[EXERCISE]
Locate every line in the material below that has the word "without". Copy each of those lines.

[PROVIDED RECORDS]
PR #1963, opened 2025-09-09
feat: replace churning

pakim249CAL:
## Checks

- Testing Strategy
   - [ ] Unit tests
   - [ ] Integration tests

### DIFF
--- a/contracts/src/core/EigenDARegistryCoordinator.sol
+++ b/contracts/src/core/EigenDARegistryCoordinator.sol
@@ -147,7 +147,7 @@ contract EigenDARegistryCoordinator is
         }).numOperatorsPerQuorum;
 
         // For each quorum, validate that the new operator count does not exceed the maximum
-        // If it does, churns an operator via an exhaustive search through the operator set.
+        // If it does, churns the operator with the lowest stake via an exhaustive search through the operator set.
         for (uint256 i; i < quorumNumbers.length; i++) {
             uint8 quorumNumber = uint8(quorumNumbers[i]);
 
@@ -157,7 +157,8 @@ contract EigenDARegistryCoordinator is
         }
     }
 
-    /// @notice Deprecated function. Use `registerOperator` instead.
+    /// @notice Deprecated function. Use `registerOperator` instead, which implements churning without a churn approver.
+    ///         Kept for backwards compatibility purposes only.
     function registerOperatorWithChurn(
         bytes calldata quorumNumbers,
         string calldata socket,
@@ -805,6 +806,7 @@ contract EigenDARegistryCoordinator is
     }
 
     /// @notice Deprecated function.
+    /// @dev    Kept for backwards compatibility purposes, and will be deleted when the migration to the new churning process is completed.
     function calculateOperatorChurnApprovalDigestHash(address, bytes32, OperatorKickParam[] memory, bytes32, uint256)
         external
         pure


contracts/src/core/EigenDARegistryCoordinator.sol
```diff
@@ -161,6 +161,66 @@ contract EigenDARegistryCoordinator is
         }
     }
 
+    function registerOperatorWithChurn(
```
anupsv, line 162: Is this for operators registering with churn enabled ?

contracts/src/core/EigenDARegistryCoordinator.sol
```diff
@@ -161,6 +161,66 @@ contract EigenDARegistryCoordinator is
...
+    function _churnOperator(uint8 quorumNumber) internal {
+        bytes32[] memory operatorList = indexRegistry.getOperatorListAtBlockNumber(quorumNumber, uint32(block.number));
+        require(operatorList.length > 0, "RegCoord._churnOperator: no operators to churn");
+
+        // Find the operator with the lowest stake
+        bytes32 operatorToChurn;
+        uint96 lowestStake = type(uint96).max;
+        for (uint256 i; i < operatorList.length; i++) {
+            uint96 operatorStake = stakeRegistry.getCurrentStake(operatorList[i], quorumNumber);
+            if (operatorStake < lowestStake) {
```
anupsv, line 182: wasn't there a requirement of the new stake to be a certain % above the lowest stake or so ?

contracts/src/core/EigenDARegistryCoordinator.sol
pakim249CAL: The current situation is this:

To avoid removing any functions that might break anything else in the rest of the repository, we wanted to add a new function (this function) that does the churning logic without touching the old logic.

Unfortunately we cannot overload registerOperator because none of the function arguments change. So here I just choose to overload registerOperatorWithChurn.

I don't think this will be the final solution, because it simply does not work. Adding a new function increases the contract size, and the contract is already at its size limit.

contracts/src/core/EigenDARegistryCoordinator.sol
pakim249CAL: Can you link me to this requirement? I don't see it anywhere.

anupsv: @Lulu-Zhou-EigenLabs might know but i'll try to find it.

contracts/src/core/EigenDARegistryCoordinator.sol
```diff
@@ -150,91 +147,50 @@ contract EigenDARegistryCoordinator is
         }).numOperatorsPerQuorum;
 
         // For each quorum, validate that the new operator count does not exceed the maximum
-        // (If it does, an operator needs to be replaced -- see `registerOperatorWithChurn`)
-        for (uint256 i = 0; i < quorumNumbers.length; i++) {
+        // If it does, churns an operator via an exhaustive search through the operator set.
+        for (uint256 i; i < quorumNumbers.length; i++) {
```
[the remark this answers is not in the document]
pakim249CAL: I know it's not consistent, but I prefer this style for changes I make. I don't think it's a problem.

contracts/src/core/EigenDARegistryCoordinator.sol
pakim249CAL: The approach decided on was to simply change this function to use the new churning logic to keep things as backwards compatible as possible.

contracts/src/core/EigenDARegistryCoordinator.sol
```diff
@@ -150,91 +147,50 @@ contract EigenDARegistryCoordinator is
...
-                    setParams: operatorSetParams
-                });
-
-                _deregisterOperator(operatorKickParams[i].operator, quorumNumbers[i:i + 1]);
+    ) external virtual {
+        registerOperator(quorumNumbers, socket, params, operatorSignature);
+    }
+
+    function _churnOperator(uint8 quorumNumber) internal {
+        bytes32[] memory operatorList = indexRegistry.getOperatorListAtBlockNumber(quorumNumber, uint32(block.number));
```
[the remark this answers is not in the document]
pakim249CAL: IDK what this AI is talkin about. Querying the current block number is just fine.

contracts/src/core/EigenDARegistryCoordinator.sol
```diff
@@ -150,91 +147,50 @@ contract EigenDARegistryCoordinator is
...
+            uint96 operatorStake = stakeRegistry.getCurrentStake(operatorList[i], quorumNumber);
+            if (operatorStake < lowestStake) {
+                lowestStake = operatorStake;
+                operatorToChurn = operatorList[i];
             }
         }
+
+        // Deregister the operator with the lowest stake
+        bytes memory quorumNumbers = new bytes(1);
+        quorumNumbers[0] = bytes1(uint8(quorumNumber));
```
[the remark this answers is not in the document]
pakim249CAL: I think it's better the current way since it's more explicit about parsing out the bytes, rather than relying on abi encoding behavior.

contracts/src/core/EigenDARegistryCoordinator.sol
```diff
@@ -150,91 +147,50 @@ contract EigenDARegistryCoordinator is
         }).numOperatorsPerQuorum;
 
         // For each quorum, validate that the new operator count does not exceed the maximum
-        // (If it does, an operator needs to be replaced -- see `registerOperatorWithChurn`)
-        for (uint256 i = 0; i < quorumNumbers.length; i++) {
+        // If it does, churns an operator via an exhaustive search through the operator set.
```
samlaf: whats the policy it uses? churns the operator with lowest stake?
recommend mentioning it in this comment instead of just saying "an operator"

contracts/src/core/EigenDARegistryCoordinator.sol
```diff
@@ -150,91 +147,50 @@ contract EigenDARegistryCoordinator is
...
-     * @param quorumNumbers is an ordered byte array containing the quorum numbers being registered for
-     * @param params contains the G1 & G2 public keys of the operator, and a signature proving their ownership
-     * @param operatorKickParams used to determine which operator is removed to maintain quorum capacity as the
-     * operator registers for quorums
-     * @param churnApproverSignature is the signature of the churnApprover over the `operatorKickParams`
-     * @param operatorSignature is the signature of the operator used by the AVS to register the operator in the delegation manager
-     * @dev `params` is ignored if the caller has previously registered a public key
-     * @dev `operatorSignature` is ignored if the operator's status is already REGISTERED
-     */
+    /// @notice Deprecated function. Use `registerOperator` instead.
```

[RESULT FOR THIS TASK]
+    /// @notice Deprecated function. Use `registerOperator` instead, which implements churning without a churn approver.
To avoid removing any functions that might break anything else in the rest of the repository, we wanted to add a new function (this function) that does the churning logic without touching the old logic.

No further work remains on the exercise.